Landowners provide free wayleaves for installing the network across their land while B4RN does not pay rent for the regional cabinet. This helps keeps the network overheads down. B4RN will estimate the cost of installing the network and the community group will then set about raising capital through community shares. Currently, government gigabit voucher funding is contributing significantly to the build cost, so the community only has to raise the shortfall.

Once there is sufficient demand, permissions in place, and funding secured, B4RN contractors supported by volunteers will start the installation.
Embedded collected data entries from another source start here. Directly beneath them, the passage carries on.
PR #43, opened 2022-02-23
Create rest api endpoints to play online

atilbian:
- [x] Create endpoint to create a new game
 - [x] Create endpoint to retrieve an existing game
 - [x] Create endpoint to update an existing game
 - [x] Fix broken tests
 - [x] Throw 404 not found when requested game doesn't exist

Postponed :
 - Check if other specific errors should be triggered (Internal server error-500 is the default error triggered when an exception occurs)
 -  Add tests on controllers(api and ssr) (the service layer is already tested because we are reusing the existing one)

Related to https://trello.com/c/xDXP1pon/28-2-as-norbert-i-want-to-play-with-philippe-even-when-were-not-together

## Demo
demo-play-online

### DIFF
--- a/web-app/src/games/api.games.controller.ts
+++ b/web-app/src/games/api.games.controller.ts
@@ -8,12 +8,13 @@ import {
   Req,
   UseGuards,
   NotFoundException,
+  Request
 } from '@nestjs/common';
-import { Request } from 'express';
 import { Coordinates } from '../common/utils';
 import { GamesService, GameAndStatus } from './games.service';
 import { Game } from './game.entity';
 import { AuthGuard } from '@nestjs/passport';
+import { UserDataInjectedInRequestAfterAuth } from 'src/auth/auth.service';
 
 @UseGuards(AuthGuard('jwt'))
 @Controller('api/games')
@@ -23,39 +24,40 @@ export class ApiGamesController {
   @Post('')
   async create(
     @Body() params: { size?: number },
-    @Req() req: Request
+    @Request() req: { user: UserDataInjectedInRequestAfterAuth }
   ): Promise<Game> {
-    return await this.gamesService.createNewGame(params.size, req.user["username"]);
+    return await this.gamesService.createNewGame(params.size, req.user.username);
   }
 
   @Get(':id')
   async findOne(
     @Param('id') id: number,
-    @Req() req: Request
+    @Request() req: { user: UserDataInjectedInRequestAfterAuth }
   ): Promise<GameAndStatus> {
     const game = await this.gamesService.findGameById(id);
     if (game === undefined) throw new NotFoundException();
-    return this.gamesService.getGameAndStatus(game, req.user["username"]);
+    return this.gamesService.getGameAndStatus(game, req.user.username);
   }
 
   @Put(':id')
   async update(
     @Param('id') id: number,
     @Body() params: { nextMove: Coordinates },
-    @Req() req: Request
+    @Request() req: { user: UserDataInjectedInRequestAfterAuth }
   ): Promise<GameAndStatus> {
     let game = await this.gamesService.findGameById(id);
     if (game === undefined) throw new NotFoundException();
     game = await this.gamesService.updateGameState(game, params.nextMove);
-    return this.gamesService.getGameAndStatus(game, req.user["username"]);
+    return this.gamesService.getGameAndStatus(game, req.user.username);
   }
 
   @Get(':id/join')
   async joinGame(
     @Param('id') id: number,
-    @Req() req: Request) {
+    @Request() req: { user: UserDataInjectedInRequestAfterAuth }
+  ): Promise<Game> {
     const game = await this.gamesService.findGameById(id);
     if (game === undefined) throw new NotFoundException();
-    await this.gamesService.joinGame(id, req.user["username"]);
+    return await this.gamesService.joinGame(id, req.user.username);
   }
 }
--- a/web-app/src/games/api.games.controller.ts
+++ b/web-app/src/games/api.games.controller.ts
@@ -46,12 +46,7 @@ export class ApiGamesController {
   ): Promise<GameAndStatus> {
     let game = await this.gamesService.findGameById(id);
     if (game === undefined) throw new NotFoundException();
-    if (params.nextMove.x && params.nextMove.y) {
-      game = await this.gamesService.updateGameState(game, {
-        x: params.nextMove.x,
-        y: params.nextMove.y,
-      });
-    }
+    game = await this.gamesService.updateGameState(game, params.nextMove);
     return this.gamesService.getGameAndStatus(game, req.user["username"]);
   }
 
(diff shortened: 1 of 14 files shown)


web-app/src/auth/auth.service.ts
```diff
@@ -0,0 +1,37 @@
...
+    ) { }
+
+    async checkCredentials({ login }): string {
+        const user = await this.userRepository.findOne({ where:
+            { username: login }
+        });
+        if (user === undefined) {
+            throw new Error('unknown user')
+        }
+
```
Clebiez: Your IDE seems to not be correctly configured with prettier or eslint, you should take 5 min to configure it correctly :)

web-app/src/api/games/auth.middleware.ts
```diff
@@ -0,0 +1,10 @@
+import { Injectable, NestMiddleware } from '@nestjs/common';
+import { Request, Response, NextFunction } from 'express';
+
+@Injectable()
+export class AuthMiddleware implements NestMiddleware {
+  use(req: Request, res: Response, next: NextFunction) {
+    console.log('Request...');
```
Clebiez: console spotted

Clebiez (changes requested):

web-app/src/games/api.games.controller.ts
```diff
@@ -0,0 +1,64 @@
...
+    @Body() params: { nextMove: Coordinates },
+    @Req() req: Request
+  ): Promise<GameAndStatus> {
+    let game = await this.gamesService.findGameById(id);
+    if (game === undefined) throw new NotFoundException();
+    if (params.nextMove.x && params.nextMove.y) {
+      game = await this.gamesService.updateGameState(game, {
+        x: params.nextMove.x,
+        y: params.nextMove.y,
+      });
```
slax57:
```suggestion
      game = await this.gamesService.updateGameState(game, params.nextMove);
```
wouldn't this work?

web-app/src/games/api.games.controller.ts
```diff
@@ -0,0 +1,64 @@
...
+    }
+    return this.gamesService.getGameAndStatus(game, req.user["username"]);
+  }
+
+  @Get(':id/join')
+  async joinGame(
+    @Param('id') id: number,
+    @Req() req: Request) {
+    await this.gamesService.joinGame(id, req.user["username"]);
```
slax57: It would be great not to have to copy `req.user["username"]` everytime, but I don't know how we could avoid it... If s.o. knows, I'd be curious 🙂

web-app/src/games/games.service.ts
```diff
@@ -53,60 +52,51 @@ export class GamesService {
...
-                throw Error(`Player2 (sessionId: ${player2SessionId}) cannot be the same as player1 (sessionId: ${game.player1.lastSessionId})`);
+                throw Error(`Player2 cannot be the same user than player1`);
             }
         } else {
             throw Error(`Game ${gameId} already has a player2 (username: ${game.player2.username})`);
         }
     }
 
-    getGameAndStatus(game: Game, playerSessionId: string): GameAndStatus {
+    getGameAndStatus(game: Game, playerName: string): GameAndStatus {
```
slax57, line 91:
```suggestion
    getGameAndStatus(game: Game, playerUserName: string): GameAndStatus {
```
Naming would be more consistant this way 🙂

web-app/src/games/api.games.controller.ts
```diff
@@ -0,0 +1,61 @@
...
+
+  @Get(':id')
+  async findOne(
+    @Param('id') id: number,
+    @Req() req: Request
+  ): Promise<GameAndStatus> {
+    const game = await this.gamesService.findGameById(id);
+    if (game === undefined) throw new NotFoundException();
+    return this.gamesService.getGameAndStatus(game, req.user["username"]);
+  }
```
slax57: It would be nice to filter out some of the players data, such as the password hash which is still present in the response 😅 

(here is the output with POST, but we have the same prb with GET)

2022-02-24 17_01_44-Clipboard

web-app/src/games/api.games.controller.ts
atilbian: The best I can do for now is to use the new type coming from https://github.com/marmelab/Hex/pull/47 !
```ts
@Get(':id/join')
  async joinGame(
    @Param('id') id: number,
    @Request() req: { user: UserDataInjectedInRequestAfterAuth }
  ) {
    const game = await this.gamesService.findGameById(id);
    if (game === undefined) throw new NotFoundException();
    await this.gamesService.joinGame(id, req.user.username);
  }
```

web-app/src/games/api.games.controller.ts
atilbian: Yes, I think there is something missing between the entity layer and the service layer to transform the data (and hide sensitive data for example).

web-app/src/games/games.service.ts
```diff
@@ -53,60 +51,51 @@ export class GamesService {
...
         if (!game.player2) {
-            if (player2SessionId !== game.player1.lastSessionId) {
-                const player2 = this.usersRepository.create({
-                    lastSessionId: player2SessionId,
-                    username: player2SessionId
-                });
-                game.player2 = await this.usersRepository.save(player2);
+            if (player2Username !== game.player1.username) {
+                const player2 = await this.usersService.getOrCreate(player2Username);
+                game.player2 = player2;
```
Clebiez:
```suggestion
                game.player2 = await this.usersService.getOrCreate(player2Username);
```

web-app/src/games/games.service.ts
```diff
@@ -53,60 +51,51 @@ export class GamesService {
...
-        const player1 = this.usersRepository.create({
-            lastSessionId: player1SessionId,
-            username: player1SessionId
-        });
+    async createNewGameFromFile(player1Username: string): Promise<Game> {
+        const player1 = await this.usersService.getOrCreate(player1Username);
         const game = this.gamesRepository.create({
             state: this.getBoardStateFromFile(),
-            player1: await this.usersRepository.save(player1),
+            player1: player1,
```
Clebiez:
```suggestion
            player1,
```

web-app/src/games/games.service.ts
```diff
@@ -53,60 +51,51 @@ export class GamesService {
...
         }
-        const player1 = this.usersRepository.create({
-            lastSessionId: player1SessionId,
-            username: player1SessionId
-        });
+        const player1 = await this.usersService.getOrCreate(player1Username);
         const game = this.gamesRepository.create({
             state: initNewGameState(size),
-            player1: await this.usersRepository.save(player1),
+            player1: player1,
```
Clebiez:
```suggestion
            player1,
```

Clebiez (changes requested):

Clebiez (approved):

Clebiez (approved):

The core network is connected to a cabinet, usually in the centre of a village. Larger ducts are laid from the cabinet to carry the fibre, which is sent down the duct via a process called blowing. The fibre is spliced inside an enclosure called a bullet, found inside chambers. Smaller ducts carry the fibre to each individual property. The fibre is fused at the property wall before going inside to the router.

==Geographical spread==
As of January 2023, the B4RN network had spread to:

- Lune Valley (North Lancashire);
- North Yorkshire and the Yorkshire Dales;
- South Cumbria and the Lake District;
- Eden Valley (Cumbria)
- Allen Valleys (Northumberland)
- South Norfolk
- Cheshire

==B4RN Communities==
The following places are either live on B4RN or planning or building the network:

Allen Valleys (Allendale Town, Catton, Spartylea, Whitfield); Arkholme; Abbeystead; Aughton; Barbon & Middleton; Bleasdale; Barrasford; Burton-in-Kendal; Burton-in-Lonsdale; Borwick & Priest Hutton; Burston & Shimpling; Capenhurst & Ledsham; Calder Vale; Cantsfield; Claughton; Chipping; Crook; Caton with Littledale; Cartmel Fell; Clapham; Capernwray; Crosthwaite; Casterton; Caton Village; Cautley; Cotterdale Dentdale; Dolphinholme; Dunsop Bridge; Firbank; Garsdale; Gressingham; Goosnargh; Grayrigg; Great Salkeld; Hornby-with-Farleton; High Bentham; Hincaster; Hutton Roof; Halton; Heversham; Ingleton; Kirkby Lonsdale; Keasden; Kirkoswald; Kirkwhelpington; Low Bentham; Lawkland, Eldroth, Wharf, Feizor & Austwick; Leck; Levens; Mallerstang; Melmerby & Gamblesby; Melling; Mungrisdale; Musgrave; Mansergh; New Hutton; Nether Kellet; Nether Wyresdale; Old Hutton; Over Kellet; Preton Patrick; Preston Richard; Quernmore; Roeburndale; Ravenstonedale; Rathmell & Wigglesworth; Sedbergh; Scole; Silverdale; Selside; Slaidburn; Stainmore; Stainton; Strickland Roger; Storth; Tatham; Tunstall; Tivetshall; Woodburn; Wennington; Whittington; Wray; Witherslack; Yealand Conyers; Yealand Redmayne.

==Recognition==
B4RN and its volunteers have earned national recognition on several occasions.

In 2022, it was named 'Broadband Provider of the Year' and claimed the 'Community Improvement Award' at the Connected Britain Awards. B4RN were also named ‘Best Community Project’ and given the ‘Outstanding Contribution’ award by INCA.

In 2021, it was named 'Best Rural ISP' by ISPA whilst also being awarded the 'Best Community Project' by INCA.

B4RN volunteers and founders have also been individually recognised with Honours including MBEs and British Empire Medals.